== Segment start ==
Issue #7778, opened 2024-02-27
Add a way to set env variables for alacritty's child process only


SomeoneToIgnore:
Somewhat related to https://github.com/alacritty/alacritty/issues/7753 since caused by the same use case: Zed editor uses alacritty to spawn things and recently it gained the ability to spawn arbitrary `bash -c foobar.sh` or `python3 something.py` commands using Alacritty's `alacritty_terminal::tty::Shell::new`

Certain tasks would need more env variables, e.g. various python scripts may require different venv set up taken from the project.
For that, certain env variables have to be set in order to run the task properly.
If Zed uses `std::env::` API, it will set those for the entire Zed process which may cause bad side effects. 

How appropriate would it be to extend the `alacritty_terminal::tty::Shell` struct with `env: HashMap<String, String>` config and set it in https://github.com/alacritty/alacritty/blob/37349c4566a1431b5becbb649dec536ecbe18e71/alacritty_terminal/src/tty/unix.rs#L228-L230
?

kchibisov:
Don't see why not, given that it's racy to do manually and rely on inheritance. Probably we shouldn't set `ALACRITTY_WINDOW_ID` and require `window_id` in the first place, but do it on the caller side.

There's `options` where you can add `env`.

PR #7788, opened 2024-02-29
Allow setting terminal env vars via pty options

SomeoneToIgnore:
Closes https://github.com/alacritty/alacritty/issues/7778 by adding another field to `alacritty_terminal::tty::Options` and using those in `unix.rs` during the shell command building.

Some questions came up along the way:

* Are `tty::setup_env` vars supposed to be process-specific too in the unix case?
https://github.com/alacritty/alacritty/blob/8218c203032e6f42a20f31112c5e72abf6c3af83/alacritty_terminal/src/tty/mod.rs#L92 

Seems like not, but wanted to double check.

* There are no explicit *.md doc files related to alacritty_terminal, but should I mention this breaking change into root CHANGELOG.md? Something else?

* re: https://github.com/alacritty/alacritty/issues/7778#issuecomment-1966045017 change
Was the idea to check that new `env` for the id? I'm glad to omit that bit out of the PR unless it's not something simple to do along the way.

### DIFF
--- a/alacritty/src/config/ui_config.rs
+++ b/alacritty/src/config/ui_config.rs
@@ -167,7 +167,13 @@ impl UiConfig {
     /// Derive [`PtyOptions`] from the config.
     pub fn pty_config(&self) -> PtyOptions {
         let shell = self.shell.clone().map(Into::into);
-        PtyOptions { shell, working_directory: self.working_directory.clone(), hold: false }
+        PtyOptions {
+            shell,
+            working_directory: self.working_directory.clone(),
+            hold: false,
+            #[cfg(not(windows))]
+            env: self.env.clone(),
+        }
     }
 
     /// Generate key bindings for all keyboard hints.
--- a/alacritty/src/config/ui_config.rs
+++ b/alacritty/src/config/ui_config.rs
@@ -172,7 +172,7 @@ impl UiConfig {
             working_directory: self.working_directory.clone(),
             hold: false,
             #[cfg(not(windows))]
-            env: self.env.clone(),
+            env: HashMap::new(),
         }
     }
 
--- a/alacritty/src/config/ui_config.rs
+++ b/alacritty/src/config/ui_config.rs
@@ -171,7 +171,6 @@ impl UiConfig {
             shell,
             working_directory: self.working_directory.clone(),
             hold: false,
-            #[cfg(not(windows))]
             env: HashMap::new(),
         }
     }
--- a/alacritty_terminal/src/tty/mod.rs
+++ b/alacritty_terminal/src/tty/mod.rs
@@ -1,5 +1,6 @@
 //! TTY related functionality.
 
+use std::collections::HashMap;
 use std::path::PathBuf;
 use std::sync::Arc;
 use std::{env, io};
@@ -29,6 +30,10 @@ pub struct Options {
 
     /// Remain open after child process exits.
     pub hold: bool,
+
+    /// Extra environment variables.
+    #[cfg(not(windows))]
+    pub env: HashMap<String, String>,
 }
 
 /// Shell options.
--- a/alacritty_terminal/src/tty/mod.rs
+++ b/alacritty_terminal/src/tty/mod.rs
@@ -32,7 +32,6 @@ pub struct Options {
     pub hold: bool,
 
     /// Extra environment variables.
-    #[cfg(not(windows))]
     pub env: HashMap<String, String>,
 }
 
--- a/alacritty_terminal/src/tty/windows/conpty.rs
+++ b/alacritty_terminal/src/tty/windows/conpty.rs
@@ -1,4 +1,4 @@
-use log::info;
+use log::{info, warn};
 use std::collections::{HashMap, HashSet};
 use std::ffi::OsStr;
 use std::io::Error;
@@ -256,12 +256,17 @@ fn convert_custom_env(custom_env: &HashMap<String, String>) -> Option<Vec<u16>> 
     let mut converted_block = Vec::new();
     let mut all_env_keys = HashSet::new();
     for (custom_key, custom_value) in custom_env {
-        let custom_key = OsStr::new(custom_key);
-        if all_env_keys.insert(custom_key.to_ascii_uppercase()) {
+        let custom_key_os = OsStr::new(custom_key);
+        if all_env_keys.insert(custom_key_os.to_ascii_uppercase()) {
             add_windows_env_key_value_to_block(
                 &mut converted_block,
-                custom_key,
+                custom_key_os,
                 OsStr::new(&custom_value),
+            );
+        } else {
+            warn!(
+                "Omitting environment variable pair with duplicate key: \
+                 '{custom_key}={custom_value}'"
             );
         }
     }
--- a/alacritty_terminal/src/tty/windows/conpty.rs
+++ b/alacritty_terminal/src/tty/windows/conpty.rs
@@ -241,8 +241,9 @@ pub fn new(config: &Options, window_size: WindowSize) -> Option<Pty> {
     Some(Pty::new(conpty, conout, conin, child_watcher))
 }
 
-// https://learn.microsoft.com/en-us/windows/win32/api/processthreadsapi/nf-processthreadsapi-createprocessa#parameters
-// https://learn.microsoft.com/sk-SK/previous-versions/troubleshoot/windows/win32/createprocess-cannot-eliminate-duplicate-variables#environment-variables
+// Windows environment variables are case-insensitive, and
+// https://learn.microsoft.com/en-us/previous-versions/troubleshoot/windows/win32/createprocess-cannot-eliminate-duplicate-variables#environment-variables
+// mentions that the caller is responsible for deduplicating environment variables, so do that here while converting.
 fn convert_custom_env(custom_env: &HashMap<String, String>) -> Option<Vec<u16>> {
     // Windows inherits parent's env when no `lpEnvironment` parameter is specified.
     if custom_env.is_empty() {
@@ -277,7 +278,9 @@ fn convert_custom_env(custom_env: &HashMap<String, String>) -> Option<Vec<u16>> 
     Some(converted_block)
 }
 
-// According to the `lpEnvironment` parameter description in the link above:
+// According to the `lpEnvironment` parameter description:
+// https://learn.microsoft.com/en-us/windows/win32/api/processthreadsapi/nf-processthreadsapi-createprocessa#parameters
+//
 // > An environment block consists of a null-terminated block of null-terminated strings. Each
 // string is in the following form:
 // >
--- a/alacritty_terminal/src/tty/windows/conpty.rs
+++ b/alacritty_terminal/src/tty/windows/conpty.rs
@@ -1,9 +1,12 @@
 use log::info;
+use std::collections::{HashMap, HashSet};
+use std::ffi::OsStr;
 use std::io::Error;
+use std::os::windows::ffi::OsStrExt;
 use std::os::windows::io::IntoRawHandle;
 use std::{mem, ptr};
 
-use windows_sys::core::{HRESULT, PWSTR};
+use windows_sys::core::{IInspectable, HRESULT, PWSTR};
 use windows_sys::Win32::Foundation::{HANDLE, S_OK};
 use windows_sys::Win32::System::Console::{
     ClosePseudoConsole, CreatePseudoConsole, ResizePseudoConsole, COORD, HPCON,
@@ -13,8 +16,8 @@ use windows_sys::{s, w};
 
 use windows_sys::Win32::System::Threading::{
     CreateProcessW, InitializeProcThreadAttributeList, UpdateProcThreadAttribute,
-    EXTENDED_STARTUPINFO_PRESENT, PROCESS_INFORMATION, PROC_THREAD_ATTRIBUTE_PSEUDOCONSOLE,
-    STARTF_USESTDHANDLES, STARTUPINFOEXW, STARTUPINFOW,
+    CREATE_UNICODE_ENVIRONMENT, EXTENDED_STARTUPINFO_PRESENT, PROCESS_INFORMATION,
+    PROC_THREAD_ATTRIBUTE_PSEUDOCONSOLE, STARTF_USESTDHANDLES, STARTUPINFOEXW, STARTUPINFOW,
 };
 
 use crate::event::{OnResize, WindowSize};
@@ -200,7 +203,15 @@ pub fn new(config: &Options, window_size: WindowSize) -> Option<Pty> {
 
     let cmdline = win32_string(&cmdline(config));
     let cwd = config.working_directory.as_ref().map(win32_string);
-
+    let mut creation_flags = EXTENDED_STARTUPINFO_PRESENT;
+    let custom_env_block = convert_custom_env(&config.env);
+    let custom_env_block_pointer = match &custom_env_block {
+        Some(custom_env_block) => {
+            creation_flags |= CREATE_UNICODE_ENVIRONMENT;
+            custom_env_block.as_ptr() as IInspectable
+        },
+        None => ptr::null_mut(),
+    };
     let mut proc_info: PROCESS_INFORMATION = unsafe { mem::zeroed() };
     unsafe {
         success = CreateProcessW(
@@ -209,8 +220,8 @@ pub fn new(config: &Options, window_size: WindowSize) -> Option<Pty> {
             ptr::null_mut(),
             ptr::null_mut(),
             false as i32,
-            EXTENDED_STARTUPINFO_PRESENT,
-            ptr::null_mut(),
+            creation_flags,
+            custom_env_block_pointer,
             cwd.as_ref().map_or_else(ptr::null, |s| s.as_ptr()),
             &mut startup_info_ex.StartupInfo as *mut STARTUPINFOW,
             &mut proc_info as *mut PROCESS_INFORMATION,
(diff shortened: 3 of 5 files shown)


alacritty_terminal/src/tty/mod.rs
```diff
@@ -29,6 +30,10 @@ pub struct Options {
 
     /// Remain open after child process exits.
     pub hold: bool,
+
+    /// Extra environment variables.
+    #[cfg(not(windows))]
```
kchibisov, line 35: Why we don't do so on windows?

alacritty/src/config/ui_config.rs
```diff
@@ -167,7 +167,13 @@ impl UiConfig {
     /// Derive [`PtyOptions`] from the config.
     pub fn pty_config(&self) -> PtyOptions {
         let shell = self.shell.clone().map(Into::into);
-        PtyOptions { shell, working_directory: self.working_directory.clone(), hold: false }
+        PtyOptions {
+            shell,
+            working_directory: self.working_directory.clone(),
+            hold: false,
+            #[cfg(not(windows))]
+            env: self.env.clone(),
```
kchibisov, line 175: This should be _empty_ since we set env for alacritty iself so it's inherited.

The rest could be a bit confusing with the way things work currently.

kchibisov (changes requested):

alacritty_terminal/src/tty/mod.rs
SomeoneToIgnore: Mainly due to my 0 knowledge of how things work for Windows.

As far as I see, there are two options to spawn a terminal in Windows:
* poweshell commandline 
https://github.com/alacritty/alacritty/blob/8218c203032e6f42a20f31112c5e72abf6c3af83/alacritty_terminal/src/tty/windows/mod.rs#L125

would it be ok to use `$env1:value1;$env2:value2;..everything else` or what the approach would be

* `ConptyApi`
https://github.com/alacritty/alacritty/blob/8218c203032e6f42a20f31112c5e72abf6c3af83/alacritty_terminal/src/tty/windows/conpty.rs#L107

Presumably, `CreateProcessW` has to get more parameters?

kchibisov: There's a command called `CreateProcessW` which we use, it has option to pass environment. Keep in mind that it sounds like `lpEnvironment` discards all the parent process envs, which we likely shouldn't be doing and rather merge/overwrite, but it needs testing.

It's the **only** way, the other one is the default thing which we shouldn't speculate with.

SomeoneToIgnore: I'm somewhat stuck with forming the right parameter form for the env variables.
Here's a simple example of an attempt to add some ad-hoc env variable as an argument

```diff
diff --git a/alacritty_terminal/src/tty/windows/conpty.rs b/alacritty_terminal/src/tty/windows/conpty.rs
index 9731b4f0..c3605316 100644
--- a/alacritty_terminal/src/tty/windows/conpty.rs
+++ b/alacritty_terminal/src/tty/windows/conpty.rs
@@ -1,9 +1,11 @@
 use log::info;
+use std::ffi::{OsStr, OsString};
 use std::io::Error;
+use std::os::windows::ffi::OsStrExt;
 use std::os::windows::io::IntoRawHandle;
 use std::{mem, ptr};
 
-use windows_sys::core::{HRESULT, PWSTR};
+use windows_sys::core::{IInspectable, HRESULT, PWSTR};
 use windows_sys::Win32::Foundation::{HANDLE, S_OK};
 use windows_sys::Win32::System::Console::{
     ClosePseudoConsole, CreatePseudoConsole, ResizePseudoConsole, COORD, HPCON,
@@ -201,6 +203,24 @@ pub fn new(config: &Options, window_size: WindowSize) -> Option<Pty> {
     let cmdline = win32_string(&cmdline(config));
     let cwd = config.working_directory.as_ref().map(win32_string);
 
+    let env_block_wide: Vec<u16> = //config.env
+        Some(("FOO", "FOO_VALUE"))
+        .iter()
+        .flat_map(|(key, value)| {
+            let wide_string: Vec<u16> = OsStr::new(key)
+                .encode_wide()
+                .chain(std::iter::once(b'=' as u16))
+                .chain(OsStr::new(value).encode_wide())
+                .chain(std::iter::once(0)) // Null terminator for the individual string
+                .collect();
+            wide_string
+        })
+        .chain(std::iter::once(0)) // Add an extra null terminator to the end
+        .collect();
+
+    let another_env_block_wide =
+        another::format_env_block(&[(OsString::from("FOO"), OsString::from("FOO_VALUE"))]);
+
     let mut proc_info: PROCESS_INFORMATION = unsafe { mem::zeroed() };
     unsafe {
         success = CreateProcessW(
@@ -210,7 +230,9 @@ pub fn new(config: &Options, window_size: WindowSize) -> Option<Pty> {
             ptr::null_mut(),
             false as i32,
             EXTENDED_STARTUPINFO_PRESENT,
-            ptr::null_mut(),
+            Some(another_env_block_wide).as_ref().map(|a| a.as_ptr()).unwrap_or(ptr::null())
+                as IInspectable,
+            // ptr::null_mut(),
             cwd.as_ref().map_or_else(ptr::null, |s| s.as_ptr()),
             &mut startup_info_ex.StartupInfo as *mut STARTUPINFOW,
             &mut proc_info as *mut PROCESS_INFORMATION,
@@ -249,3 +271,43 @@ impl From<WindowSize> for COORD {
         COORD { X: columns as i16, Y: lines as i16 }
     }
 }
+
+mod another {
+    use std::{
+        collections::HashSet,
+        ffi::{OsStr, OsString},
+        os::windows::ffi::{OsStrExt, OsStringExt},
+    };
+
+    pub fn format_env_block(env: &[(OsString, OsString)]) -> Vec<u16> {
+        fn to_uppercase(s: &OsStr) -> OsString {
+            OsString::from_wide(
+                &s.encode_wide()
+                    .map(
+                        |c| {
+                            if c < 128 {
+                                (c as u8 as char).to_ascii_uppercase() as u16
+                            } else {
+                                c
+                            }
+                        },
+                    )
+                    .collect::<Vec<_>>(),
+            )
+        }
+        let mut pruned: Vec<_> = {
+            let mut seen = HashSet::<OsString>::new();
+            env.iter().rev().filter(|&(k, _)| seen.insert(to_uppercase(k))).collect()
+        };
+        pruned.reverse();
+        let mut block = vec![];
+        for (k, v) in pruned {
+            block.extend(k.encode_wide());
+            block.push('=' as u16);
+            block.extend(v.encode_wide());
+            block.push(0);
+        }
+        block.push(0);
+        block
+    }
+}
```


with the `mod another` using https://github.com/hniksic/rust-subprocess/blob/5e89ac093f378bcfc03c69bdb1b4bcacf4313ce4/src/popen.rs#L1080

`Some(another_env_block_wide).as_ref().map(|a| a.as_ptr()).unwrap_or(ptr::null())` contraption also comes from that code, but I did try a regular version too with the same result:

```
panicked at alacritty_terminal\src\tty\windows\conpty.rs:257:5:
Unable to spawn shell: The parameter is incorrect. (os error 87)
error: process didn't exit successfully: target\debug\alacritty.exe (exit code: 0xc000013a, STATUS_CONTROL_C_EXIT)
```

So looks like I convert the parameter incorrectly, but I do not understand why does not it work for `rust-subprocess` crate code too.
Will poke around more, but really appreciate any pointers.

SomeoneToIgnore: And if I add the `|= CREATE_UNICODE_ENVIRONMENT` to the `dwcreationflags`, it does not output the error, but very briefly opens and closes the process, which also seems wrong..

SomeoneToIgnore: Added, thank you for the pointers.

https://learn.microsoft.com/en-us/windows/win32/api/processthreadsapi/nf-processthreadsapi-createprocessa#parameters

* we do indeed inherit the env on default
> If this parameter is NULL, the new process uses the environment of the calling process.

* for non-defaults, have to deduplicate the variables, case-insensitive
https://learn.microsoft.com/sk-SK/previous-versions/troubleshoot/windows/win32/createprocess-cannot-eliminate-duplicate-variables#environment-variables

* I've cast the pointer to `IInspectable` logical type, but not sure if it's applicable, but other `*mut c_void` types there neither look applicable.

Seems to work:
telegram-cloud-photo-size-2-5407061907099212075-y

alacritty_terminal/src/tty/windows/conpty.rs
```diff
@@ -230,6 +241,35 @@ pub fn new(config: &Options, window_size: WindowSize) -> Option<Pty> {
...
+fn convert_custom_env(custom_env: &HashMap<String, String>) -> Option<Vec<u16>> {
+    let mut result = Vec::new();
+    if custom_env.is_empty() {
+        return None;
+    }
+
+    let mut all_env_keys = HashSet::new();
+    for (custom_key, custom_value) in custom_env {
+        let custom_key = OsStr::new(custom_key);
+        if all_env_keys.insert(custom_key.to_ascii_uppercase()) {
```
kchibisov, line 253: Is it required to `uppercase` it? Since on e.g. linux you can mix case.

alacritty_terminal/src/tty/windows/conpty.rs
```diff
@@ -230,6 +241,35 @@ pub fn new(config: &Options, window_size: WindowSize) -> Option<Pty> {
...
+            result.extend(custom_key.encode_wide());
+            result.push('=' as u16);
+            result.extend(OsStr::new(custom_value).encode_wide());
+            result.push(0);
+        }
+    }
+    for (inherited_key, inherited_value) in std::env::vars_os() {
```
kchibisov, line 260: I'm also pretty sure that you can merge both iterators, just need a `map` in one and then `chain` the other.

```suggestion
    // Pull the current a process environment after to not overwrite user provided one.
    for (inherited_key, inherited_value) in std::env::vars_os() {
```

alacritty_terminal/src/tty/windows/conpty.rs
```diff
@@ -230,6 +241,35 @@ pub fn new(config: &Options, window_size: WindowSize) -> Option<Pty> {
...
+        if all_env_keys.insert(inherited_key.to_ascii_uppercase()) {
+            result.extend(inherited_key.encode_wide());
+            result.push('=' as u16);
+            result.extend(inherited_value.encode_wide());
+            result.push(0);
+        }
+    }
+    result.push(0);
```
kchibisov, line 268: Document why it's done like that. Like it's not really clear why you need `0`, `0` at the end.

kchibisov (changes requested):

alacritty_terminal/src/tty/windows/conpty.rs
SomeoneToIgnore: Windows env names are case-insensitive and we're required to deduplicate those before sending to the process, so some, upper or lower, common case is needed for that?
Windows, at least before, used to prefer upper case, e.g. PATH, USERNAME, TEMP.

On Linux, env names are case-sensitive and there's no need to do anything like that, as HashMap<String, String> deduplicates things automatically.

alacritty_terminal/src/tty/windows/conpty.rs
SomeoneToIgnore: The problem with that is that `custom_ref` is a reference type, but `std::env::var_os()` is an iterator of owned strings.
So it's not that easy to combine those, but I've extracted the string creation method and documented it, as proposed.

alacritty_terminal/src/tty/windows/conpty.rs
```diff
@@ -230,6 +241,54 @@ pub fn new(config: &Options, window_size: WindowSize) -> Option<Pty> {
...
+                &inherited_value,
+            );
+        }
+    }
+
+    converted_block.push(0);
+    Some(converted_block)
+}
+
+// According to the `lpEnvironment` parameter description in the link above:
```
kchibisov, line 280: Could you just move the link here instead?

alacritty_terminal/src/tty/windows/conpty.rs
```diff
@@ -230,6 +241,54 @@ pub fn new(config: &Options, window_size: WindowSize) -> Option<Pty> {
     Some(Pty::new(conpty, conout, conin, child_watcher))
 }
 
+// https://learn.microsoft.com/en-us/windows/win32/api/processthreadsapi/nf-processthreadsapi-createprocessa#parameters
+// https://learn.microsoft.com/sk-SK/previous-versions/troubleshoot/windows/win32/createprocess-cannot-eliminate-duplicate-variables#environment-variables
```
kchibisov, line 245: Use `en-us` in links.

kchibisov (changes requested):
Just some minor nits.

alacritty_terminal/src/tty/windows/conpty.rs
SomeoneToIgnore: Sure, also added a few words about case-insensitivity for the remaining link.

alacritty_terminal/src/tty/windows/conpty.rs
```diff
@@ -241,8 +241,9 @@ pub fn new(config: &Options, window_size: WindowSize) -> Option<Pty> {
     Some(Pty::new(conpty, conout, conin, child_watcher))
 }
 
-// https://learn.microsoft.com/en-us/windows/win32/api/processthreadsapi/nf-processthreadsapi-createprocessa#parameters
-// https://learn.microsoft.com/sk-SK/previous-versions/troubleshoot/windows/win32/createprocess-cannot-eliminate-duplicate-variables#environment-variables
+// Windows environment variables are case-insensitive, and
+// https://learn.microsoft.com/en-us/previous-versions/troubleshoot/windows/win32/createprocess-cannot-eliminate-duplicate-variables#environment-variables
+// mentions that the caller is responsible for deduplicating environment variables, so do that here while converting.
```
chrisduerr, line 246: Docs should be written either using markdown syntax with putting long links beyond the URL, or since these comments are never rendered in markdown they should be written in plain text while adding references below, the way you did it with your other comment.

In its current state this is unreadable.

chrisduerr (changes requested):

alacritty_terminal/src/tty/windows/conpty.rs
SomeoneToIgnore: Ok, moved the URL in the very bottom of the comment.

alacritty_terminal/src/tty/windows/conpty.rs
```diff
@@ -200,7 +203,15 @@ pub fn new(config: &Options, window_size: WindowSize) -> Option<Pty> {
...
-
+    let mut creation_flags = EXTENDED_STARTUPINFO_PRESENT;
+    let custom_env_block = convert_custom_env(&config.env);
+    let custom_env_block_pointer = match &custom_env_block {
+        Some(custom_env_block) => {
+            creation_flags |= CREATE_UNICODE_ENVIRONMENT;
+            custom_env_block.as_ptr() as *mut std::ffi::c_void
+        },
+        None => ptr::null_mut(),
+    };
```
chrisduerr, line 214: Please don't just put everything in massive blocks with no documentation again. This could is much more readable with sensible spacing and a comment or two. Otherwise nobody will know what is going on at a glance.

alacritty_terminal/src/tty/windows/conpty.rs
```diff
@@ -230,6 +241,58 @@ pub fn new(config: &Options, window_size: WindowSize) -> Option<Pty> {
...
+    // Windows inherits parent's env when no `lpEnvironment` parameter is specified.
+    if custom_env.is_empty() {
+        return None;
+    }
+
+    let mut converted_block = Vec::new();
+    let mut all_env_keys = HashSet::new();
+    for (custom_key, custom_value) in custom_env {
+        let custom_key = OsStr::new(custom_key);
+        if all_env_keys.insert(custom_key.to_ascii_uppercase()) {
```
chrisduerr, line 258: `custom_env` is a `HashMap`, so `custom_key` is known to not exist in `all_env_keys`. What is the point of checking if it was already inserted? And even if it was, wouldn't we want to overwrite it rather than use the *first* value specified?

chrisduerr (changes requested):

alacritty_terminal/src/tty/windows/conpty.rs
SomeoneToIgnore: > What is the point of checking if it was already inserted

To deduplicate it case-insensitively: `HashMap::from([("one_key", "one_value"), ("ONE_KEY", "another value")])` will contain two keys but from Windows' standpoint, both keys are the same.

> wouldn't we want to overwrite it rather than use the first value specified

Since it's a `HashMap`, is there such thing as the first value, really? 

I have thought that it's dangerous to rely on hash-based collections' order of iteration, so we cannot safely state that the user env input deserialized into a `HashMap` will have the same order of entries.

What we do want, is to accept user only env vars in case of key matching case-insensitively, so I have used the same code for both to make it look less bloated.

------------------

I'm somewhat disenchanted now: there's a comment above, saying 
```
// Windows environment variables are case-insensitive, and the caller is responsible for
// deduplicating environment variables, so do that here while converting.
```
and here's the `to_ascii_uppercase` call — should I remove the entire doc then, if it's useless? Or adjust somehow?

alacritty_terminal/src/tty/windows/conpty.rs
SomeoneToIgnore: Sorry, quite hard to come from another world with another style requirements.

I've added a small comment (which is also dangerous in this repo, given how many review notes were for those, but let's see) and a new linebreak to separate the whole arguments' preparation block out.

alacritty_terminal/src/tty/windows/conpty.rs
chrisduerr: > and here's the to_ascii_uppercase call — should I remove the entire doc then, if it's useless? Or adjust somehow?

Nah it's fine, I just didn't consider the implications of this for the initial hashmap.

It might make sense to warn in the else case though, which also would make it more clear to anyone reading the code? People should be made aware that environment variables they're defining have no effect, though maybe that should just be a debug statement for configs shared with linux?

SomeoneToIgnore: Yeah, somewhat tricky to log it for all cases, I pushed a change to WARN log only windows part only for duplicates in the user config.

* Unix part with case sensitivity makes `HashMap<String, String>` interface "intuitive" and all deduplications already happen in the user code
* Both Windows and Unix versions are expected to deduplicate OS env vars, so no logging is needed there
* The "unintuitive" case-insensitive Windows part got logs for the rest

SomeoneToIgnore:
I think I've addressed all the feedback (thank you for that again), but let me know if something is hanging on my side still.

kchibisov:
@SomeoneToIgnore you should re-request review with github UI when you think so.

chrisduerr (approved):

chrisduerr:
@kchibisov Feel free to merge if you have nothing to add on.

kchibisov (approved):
== Segment end ==
WHAT THE TASK ASKS =>
Which lines of the records contain the word "needed"? Copy each of them.

RESULT OF THIS EXERCISE =>
SomeoneToIgnore: Windows env names are case-insensitive and we're required to deduplicate those before sending to the process, so some, upper or lower, common case is needed for that?
* Both Windows and Unix versions are expected to deduplicate OS env vars, so no logging is needed there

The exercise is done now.